I have an 85 yr old woman, neighbor, I do and charge her. The neighbors are upset at me and say I should do it for free because she's old and doesn't have alot of money they say. She has her social security, her monthly pension, gets her husband's pension, house is paid off, taxes are locked in, and she must have substantial savings because her son, who lives here in town, comes to see her once a year to get a $10,000 annual trust payment from her. Why should I do it for free if she has the funds to pay? I have maintenance, wear and tear, repairs.


----------



## buffettck (Jan 4, 2017)

JLawrence08648 said:


> I don't unless I get paid. They don't do anything for me and just the opposite. When I had only one blower and it broke, I was out shoveling. Those with snowblowers did not come over, and they don't help others. Next door neighbor is 10 yrs younger, when I was 38 I did his sidewalk with my Gravely for 3 yrs for free, as a neighborly courtesy. I never got a thank you. Then it broke so I shoveled mine leaving his alone for him to do. We talked, he felt since I did his for 3 yrs I was obligated now to shovel to his. Now I almost always do mine before he does his. He throws his snow on to mine. I clear my parking spaces along the curb, he throws snow there. His children play ball, throwing it against my house because it's higher than his and has no windows. He says I can't ask his kids to stop because they are not my kids, but it's my house! Doesn't matter, it's not your kids. I've gone out 50 times in an hour or two, kids walk away, I walk inside, they walk back. My wife told me not to call the police. We have dozens of broken shingles besides broken windows on the front, broken bird bath, shrubs crushed.

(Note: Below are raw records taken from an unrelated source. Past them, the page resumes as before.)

Issue #3961, opened 2020-03-10
In "add reaction" search, accept actual emoji as well as names


gnprice:
A user [reports](https://chat.zulip.org/#narrow/stream/48-mobile/topic/Reactions/near/829192):
> When you click "add reaction" you get the emoji drop down list and the search field.
>
> On the search field, if you add the smile emoji from the Android keyboard (not the "smile" word) you can't add it as a reaction. The only available action is to search, but it can't find the emoji on the drop down list.

This is a perfectly reasonable thing to want to do -- system emoji keyboards can be pretty great, and many people are accustomed to them and they have the user's frequently-used emoji. So we should make it work.

To do this, I think what we need to do is basically to search through the actual Unicode values of Unicode emoji, as well as the names of the emoji.

7lym:
Hello, this would be a useful alternative to revamping the emoji picker menu (by using groups for example, just like system emoji keyboards do). 
Is this feature still part of the release roadmap? Thank you.

PR #3972, opened 2020-03-13
emoji search: Show result for literal emoji search.

agrawal-d:
Works for both single-codepoint (:+1:) and multi-codepoint emoji (:hash:).

image

Fixes https://github.com/zulip/zulip-mobile/issues/3961

### DIFF
--- a/src/emoji/__tests__/data-test.js
+++ b/src/emoji/__tests__/data-test.js
@@ -57,6 +57,20 @@ describe('getFilteredEmojiNames', () => {
     expect(getFilteredEmojiNames('qwerty', { qwerty: {} })).toEqual(['qwerty']);
   });
 
+  test('returns the emoji name for a literal single-codepoint emoji search', () => {
+    const list = getFilteredEmojiNames('🤔', {});
+    expect(list).toEqual([
+      'thinking',
+    ]);
+  });
+
+  test('returns the emoji name for a literal multi-codepoint emoji search', () => {
+    const list = getFilteredEmojiNames('#️⃣', {});
+    expect(list).toEqual([
+      'hash',
+    ]);
+  });
+
   test('remove duplicates', () => {
     expect(getFilteredEmojiNames('dog', {})).toEqual(['dog', 'dogi']);
     expect(getFilteredEmojiNames('dog', { dog: {} })).toEqual(['dog', 'dogi']);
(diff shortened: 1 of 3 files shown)


src/emoji/data.js
```diff
@@ -29,6 +29,32 @@ export const getFilteredEmojiNames = (
   query: string,
   activeImageEmojiByName: $ReadOnly<{ [string]: ImageEmojiType }>,
 ): string[] => {
+  // Check if the query itself is an emoji, and is known to Zulip. If
+  // so, return the emoji name in an array. Emoji with single-codepoint and
+  // multi-codepoint have length 2 and 3 respectively.
```
chrisbobbe, line 34: "Emoji with single-codepoint and multi-codepoint have length 2 and 3 respectively."

Hmm, that's surprising to me! I wonder why? Maybe add a link to some documentation in this code comment?

src/emoji/data.js
```diff
@@ -29,6 +29,32 @@ export const getFilteredEmojiNames = (
...
+    );
+    if (emojiName !== undefined) {
+      return [emojiName];
+    }
+  } else if (query.length === 3) {
+    const emojiName = unicodeEmojiNames.find(
+      key =>
+        unicodeCodeByName[key]
+        === `${query
+          .codePointAt(0)
```
chrisbobbe, line 47: This indentation looks confusing to me; maybe Prettier and ESLint are making it look like this. One thing that might help is to give it some breathing room by using the curly-brace and `return` statement syntax with the lambda, e.g.,

```javascript
key => {
  // ...
  return /* ... */;
}
```

Then, in there, you could have separate variables corresponding to the first and second code points, just so it's a bit clearer what's going on.

src/emoji/__tests__/data-test.js
```diff
@@ -57,6 +57,20 @@ describe('getFilteredEmojiNames', () => {
...
   });
 
+  test('returns the emoji name for a literal single-codepoint emoji search', () => {
+    const list = getFilteredEmojiNames('🤔', {});
+    expect(list).toEqual([
+      'thinking',
+    ]);
+  });
+
+  test('returns the emoji name for a literal multi-codepoint emoji search', () => {
```
chrisbobbe, line 67: Since we have checks on the length of `query`, if it's 2 or 3, I think it would be smart to test some ordinary, non-emoji queries with those lengths, e.g., 'sad', just to make sure their behavior is the same.

src/emoji/data.js
agrawal-d: Even I am wrong. Emoji length can vary a lot depending on modifiers :sweat: 
https://hsivonen.fi/string-length/

agrawal-d:
Thanks, @chrisbobbe, for the review. 
Overall, this looks like a very hacky code to me, now that I've read a bit more about emoji. I'll close this PR for now.

PR #3974, opened 2020-03-14
group-pm: Improve the text color on group icons

Maskedman99:
Determine the color of text on group avatar by using foregroundColorFromBackground() this will help users to read the text properly when the background color is light.
Screenshot_20200314-130555_Zulip (debug)

Also replace the for loop in colorHashFromString() with a single line equation that will reduce the complexity from O(n) to O(1).
The for loop before resulted in a recursive equation: 
```hash(N) = hash(N-1) * 31 + name.charCodeAt(1)       , hash(0) = 0```
This actually is the sum of the first N terms in a Geometric Progression, for which a mathematical equation is already present.
The for loop ran till ```names.length```, whose value depends on the no.of members in a group. For a certain large value and above, JS wouldn't be able to calculate the value of ```hash``` and returns ```infinity```,  this happens in the equation too, hence the value ```names.length % 100``` was used instead of ```names.length```.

You need to man up and quit being a beta male. They're damaging your freakin' house and you just sit there and take it? Call the police and have them trespassed officially for starters.


----------



## wow08816 (Feb 2, 2017)

I feel sad for anybody that has to pay $10K their child just to visit them. My guess is that if she doesn't pay, she doesn't get to see her grand children. My next door neighbor has a pair of "boys" (50ish) that are the same way. They only come around if there is money to be had or to admonish their mom for spending her money (like repairing the leaking roof). Time, kindness and contact to an old person are more important than money.


----------



## forbeskm (Jan 16, 2017)

I help some of my neighbors. When I am out of town, one of them will do my route. I hit about three to four neighbor driveways. There are those though that like the sound of shovel's. I kid you not, the one neighbor was like "hear that, thats the sound of shovels" well ok then, enjoy shoveling the wet snow as I'll skip past you. So there are a few out there.

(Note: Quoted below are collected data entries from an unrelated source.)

PR #31, opened 2016-06-21
Set turnAuditOff in init and clean up Ember.testing toggling in tests

BrianSipple:
After playing around in the current test suite a bit, it seems like we could stand to clean up both the way we set `turnAuditOff`, and the way we then test for it.

1) Rather than inspecting `Ember.testing` every time the `didRender` hook is called, we could just check it once inside of `init`. This way, the logic inside of `didRender` doesn't have to worry about `Ember.testing` and can use  `turnAuditOff` off as the "sole source of truth”.

2) It also seems like we only need to test for this behavior once -- and so I remove the `Ember.testing` toggling within the `audit is not run on didRender when in testing mode` test

**[NOTE]** The current CI failures here are resolved in https://github.com/ember-a11y/ember-a11y-testing/pull/36

### DIFF
--- a/app/instance-initializers/axe-component.js
+++ b/app/instance-initializers/axe-component.js
@@ -7,11 +7,12 @@ import ENV from '../config/environment';
  */
 let hasRan = false;
 
-export function initialize(application) {
-  if (hasRan) { return; }
+export function initialize(application, opts = { forceRun: false }) {
+  if (hasRan && !opts.forceRun) { return; }
 
   const addonConfig = ENV['ember-a11y-testing'] || {};
   const { componentOptions: { axeOptions, axeCallback } = {} } = addonConfig;
+
 
   Ember.Component.reopen({
     /**
@@ -34,10 +35,11 @@ export function initialize(application) {
     /**
      * Turns off the accessibility audit during rendering.
      *
+     * defaults to true in testing, false otherwise
      * @public
      * @type {Boolean}
      */
-    turnAuditOff: false,
+    turnAuditOff: !!Ember.testing,
 
     /**
      * An array of classNames to add to the component when a violation occurs.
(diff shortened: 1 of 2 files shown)


app/instance-initializers/axe-component.js
```diff
@@ -34,21 +34,27 @@ export function initialize(application) {
     /**
      * Turns off the accessibility audit during rendering.
      *
+     * defaults to true in testing, false otherwise
      * @public
      * @type {Boolean}
      */
     turnAuditOff: false,
```
nathanhammond: Since we're reopening here we could literally just set it the first time on the prototype? `turnAuditOff: !Ember.testing`

This is something that should never change at runtime so that should be safe.

tests/unit/instance-initializers/axe-component-test.js
```diff
@@ -40,12 +40,14 @@ test('initializer should not re-open Ember.Component more than once', function(a
 test('audit is run on didRender when not in testing mode', function(assert) {
   initialize(application);
 
+  // In order for the audit to run, Ember.testing has to be false
+  // when the component is initialized
+  Ember.testing = false;
   let component = Ember.Component.create({});
+  Ember.testing = true;
```
nathanhammond: That of course makes tests like this a touch harder to write, but oh well–everything else is much faster.

BrianSipple:
@nathanhammond [I think this is a good suggestion](https://github.com/ember-a11y/ember-a11y-testing/pull/31#discussion_r67803511). The only trouble I'm running into is that the entire exported `initialize` function has closure over a `hasRan` variable, which it checks before reopening the component.

This means that even toggling `Ember.testing` within the tests -- before or after calling `initialize(application)` -- has no way to impact the initialization of the prototype that happens in `reopen`. (Interestingly, this also means that our [first test](https://github.com/ember-a11y/ember-a11y-testing/pull/31/files#diff-3c6819060e23ca79ba98f105186e43ebR37) only succeeds because it's, well, first. We might want to denote that somewhere 😄).

Because of this this, I pushed up a solution that gives the initialize function a second `opts` parameter — which allows the setting of a `forceRun` property that defaults to false. (The config-object based approach lets us be explicit about what we're doing when using it: `initialize(application, { forceRun: true });`.)

What's getting in getting in the way now is a curious behavior of `didRender` that I'm noticing.
 
**On every other test suite run**, starting with the first, the component's `didRender` hook is being called twice in, [this test](https://github.com/ember-a11y/ember-a11y-testing/pull/31/files#diff-3c6819060e23ca79ba98f105186e43ebR43), when a component is [appended to the DOM](https://github.com/ember-a11y/ember-a11y-testing/pull/31/files#diff-3c6819060e23ca79ba98f105186e43ebR58) and twice again [when we manually trigger it](https://github.com/ember-a11y/ember-a11y-testing/pull/31/files#diff-3c6819060e23ca79ba98f105186e43ebR63). On every even-numbered run of the tests, `didRender` only called once per action, and everything passes as expected. 

I put in some logging statements that can let you easily see what's going on in the console after running `ember test --serve` -- and then pressing `return` to rerun. If anyone on @ember-a11y/core has seen this before, or has any idea as to what the cause might be, I'm quite fascinated by it at the moment 😄.

MelSumner:
Closing this based on amount of time that has passed w/o action- please feel free to resubmit the PR once everything is working, though! Thank you so much :)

As for the others, they paid for my new new auger gear box when it went after ten years (hit too many papers and such). All the others gift something, say thank you or give gas money. If they snarl, I don't help them.


----------



## JLawrence08648 (Jan 15, 2017)

buffettck said:


> You need to man up and quit being a beta male. They're damaging your freakin' house and you just sit there and take it? Call the police and have them trespassed officially for starters.


I have a wife that says don't call, you don't want to have problems. I tell her we already have problems. They have 7 cars with kids cars and they park completely in front of our house, no room for our guests, plus we can't see driving forward out of our driveway. When there's a dead end next to our house they can use plus they can park across the street from their house as there's an empty lot. When they broke our front picture window, I knocked on the door, the parents mother and father were there, told them their grandchildren broke my picture window. The father came over when he got home and threaten me physically if I ever talked to his parents or his children ever again. Little did he know that I have had years of experience in MMA and am very proficient in self defense, boxing, krav maga, judo, BJJ, jui juitsu, jeet kun do, Kali, silat, been a training partner for several UFC fighters, served in special forces in Nam. I don't want to fight because I'm scared I might kill, or flip out and kill. Getting hit does not bother me, plus I have a very high pain tolerance. With all this said, my wife said we had planned to update and replace the window. So this sped things up rather than spending $200 for just the glass. I put plastic up, ordered the window, a month later I put it in. And the funny thing, ordered it from Home Depot where he works in the window dept! Got no discount of course nor did he offer his employees discount. This is where my wife wanted to go. We've been together 30 yrs, sometimes keeping peace is too much of an insult and suck up.


----------



## Loco-diablo (Feb 12, 2015)

4 of the 5 surrounding houses around me have been purchased by women over the last 3-5 years. The only one I blow for is the 89 year old across the street and a widow next to her on occasion.They offer me money every time but I won't accept a nickel. The rest have teenage kids that could use the exercise! 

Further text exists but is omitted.